PR #336, opened 2025-08-29
Build performance reporting system

alopezari:
Prepare the reporting system for performance tests that consists of:
- A summary JSON report.
- An extended JSON report with extensive data.
- An HTML report for visual checking.
- A proper db report in `cd_test_result_json` column from the `wp_qit_test_runs` table.
- A new `cd_performance_results` column in the `wp_qit_test_runs` table that contains summarized data needed for quality tasks, as well as for calculating the performance score later in this project.

### Changes added in this PR
- Added proper handle and built-in HTML report generation in `K6DockerConfig`.
- Removed former dummy HTML report in `PerformanceTestResult`.
- Added proper naming of existing reports (`result.json`, `result-extended.json` and `dashboard-report.html`.
- Updated `LocalTestRunNotifier` to exclude performance tests from the Playwright to Puppeteer test result conversion and generate a summary that gets stored in the new `cd_performance_results` column.

### Testing instructions
This PR shares the same testing instructions than https://github.com/Automattic/compatibility-dashboard/pull/1468 (both need to be tested together).


zhongruige (approved):
Hi @alopezari! Just a friendly reminder to build the binary with these changes. Other than that, looks good to me!

alopezari:
Thank you @zhongruige! I tend to forget about it 🤦 will investigate how to set a check that automatically flags when you need to create a new binary 🙌

alopezari:
PS: I'm also investigating the failing unit test, I don't think it's related to this PR as I've seen it in other places, but it's a bit annoying to see it failing always and we need a test suite we can trust.

zhongruige:
Sounds good! Feel free to punt on the unit test for another PR if you want, we can try looking at it separately

PR #338, opened 2025-09-02
Fix PHPUnit issue due to differences in ZipValidator behaviour depending on the PHP version

alopezari:
This PR fixes a recent PHPUnit error that made our tests fail in the pipelines.

Example:
https://github.com/woocommerce/qit-cli/actions/runs/17402337049/job/49398116176#step:6:88

If we investigate the recent executions of this test in our GitHub Actions, we'll find out it works for PHP 7.2 but fails for PHP 8.3/8.4.

Therefore, this error seems to be caused by the PHP version where it runs, and we need it to be compatible with both, so we have 2 options here:
- Check that there is an `Exception` only, or...
- Check the 2 exception types we know so far, and keep extending it as long as we find new ones with new PHP changes. This involves some maintenance but will slightly increase the test coverage. 

In this PR, we opted for the 2nd approach, as you can see in [Files changed](https://github.com/woocommerce/qit-cli/pull/338/files), but feel free to suggest the first one if you consider it more appropriate.

### Testing instructions
No manual testing is needed, just ensure the PHPUnit tests passed.


zhongruige (approved):
Nice, clean and simple way to fix the test, love it!

PR #339, opened 2025-09-03
Add new baseline logic in performance tests

alopezari:
## Description

This PR adds a new flow to the performance tests. Now, every time we run the `run:performance` command, it will run performance tests against a site with WooCommerce only, then it will run the tests again against a site with WooCommerce and the SUT, and it will store both results in the `cd_performance_results` from the `wp_qit_test_runs` table. It is also possible to run the performance test without the baseline with the `--no_baseline` argument.

The Compatibility Dashboard will use this data to show a proper test report exposing the performance metrics for both test runs as well as a comparison between baseline vs SUT metrics to see how the SUT impacted the performance of WooCommerce.

Note: Right now the metrics fluctuate too much, this is because we have to find a way to provide stable metric values, which I plan to handle in a separate task.

### 1. **New Classes Created**
- **MetricsExtractor.php** - New simplified metrics extraction class with a single `extract_metrics()` method
- **PerformanceComparisonService.php** - New service to handle performance metric comparisons between baseline and extension tests
- **PerformanceTestConfig.php** - New configuration class to centralize performance testing constants and metrics definitions

### 2. **Enhanced PerformanceTestResult**
- Added baseline tracking functionality with `is_baseline` property
- Added `set_baseline()` and `is_baseline()` methods
- Added `set_baseline_result()` and `get_baseline_result()` methods to link baseline results to main test results
- Enhanced `process_k6_results()` to skip raw metric definitions
- Modified `calculate_summary_statistics()` to process all metrics including Web Vitals
- Added `write_result_json()` method for backwards compatibility

### 3. **Refactored PerformanceTestManager**
- Added support for running baseline tests (WooCommerce only) before extension tests
- Added `run_baseline_tests()` method to execute baseline performance tests
- Added `create_baseline_environment()` method to create test environment without the extension
- Added `combine_results()` method to merge baseline and extension results with comparisons
- Integrated the new PerformanceComparisonService for metric comparisons

### 4. **Updated LocalTestRunNotifier**
- Modified `extract_combined_performance_metrics()` to handle baseline results
- Updated performance results structure to include baseline, extension, and comparison data
- Simplified metric extraction to use the new MetricsExtractor class

### 5. **Minor Updates**
- Added `run_baseline` flag to PerformanceEnvInfo
- Updated RunPerformanceTestCommand to handle the `--no-baseline` option
- Modified the performance results JSON structure sent to the compatibility dashboard

## Testing instructions

You can reuse the testing instructions from [this Compatibility Dashboard's PR](https://github.com/Automattic/compatibility-dashboard/pull/1469), as they need to be tested together.


zhongruige (approved):
Looks good, just a reminder to build the binary before merging @alopezari

PR #341, opened 2025-09-05
Normalize and update snapshots

Luc45:
Follow-up to https://github.com/woocommerce/qit-cli/pull/340, it normalizes the dynamic fields to make sure snapshots are consistent  and update them.


Luc45:
I'll be merging this right away as it's just snapshot changes.

Luc45:
The Custom Tests self-tests is expected not to pass, it will be removed once the Test Packages work goes in.

PR #235, opened 2019-10-22
Add `LoggerDistributor` class

DanRStevens:
Rather than talk about this for ages, I thought I'd get off my butt and implement it.

This may impact PR #218.

### DIFF
--- a/srcStatic/LoggerDistributor.h
+++ b/srcStatic/LoggerDistributor.h
@@ -1,0 +1,16 @@
+#pragma once
+
+#include "Logger.h"
+#include <vector>
+
+
+class LoggerDistributor : public Logger
+{
+public:
+	LoggerDistributor(std::vector<Logger*> loggers);
+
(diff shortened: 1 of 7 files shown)


srcStatic/LoggerDistributor.h
```diff
@@ -0,0 +1,16 @@
+#pragma once
+
+#include "Logger.h"
+#include <vector>
+
+
+class LoggerDistributor : public Logger
+{
+public:
+	LoggerDistributor(std::vector<Logger*> loggers);
```
Brett208: What do you think about adding a comment to the constructor explaining how ownership of the loggers is supposed to work? I think these are more reference than pointers.

DanRStevens: Probably a good idea to document (non-)ownership characteristics, and non-nullability. I had originally tried to use references, but found that created a problem for vectors.

PR #244, opened 2019-10-27
Update logging code

### LINKED ISSUE #170: Review logging code
At some point the logging code should be reviewed, and perhaps made to be more regular.

Issue #155 and PR #162 made some changes to collect public logging and reporting functions into a common file. Included was some discussion of future direction.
-*-*-
* Aim of the task:
Please return every line of the records that contains the word "about".

* The completed task:
Thank you @zhongruige! I tend to forget about it 🤦 will investigate how to set a check that automatically flags when you need to create a new binary 🙌
Rather than talk about this for ages, I thought I'd get off my butt and implement it.
Brett208: What do you think about adding a comment to the constructor explaining how ownership of the loggers is supposed to work? I think these are more reference than pointers.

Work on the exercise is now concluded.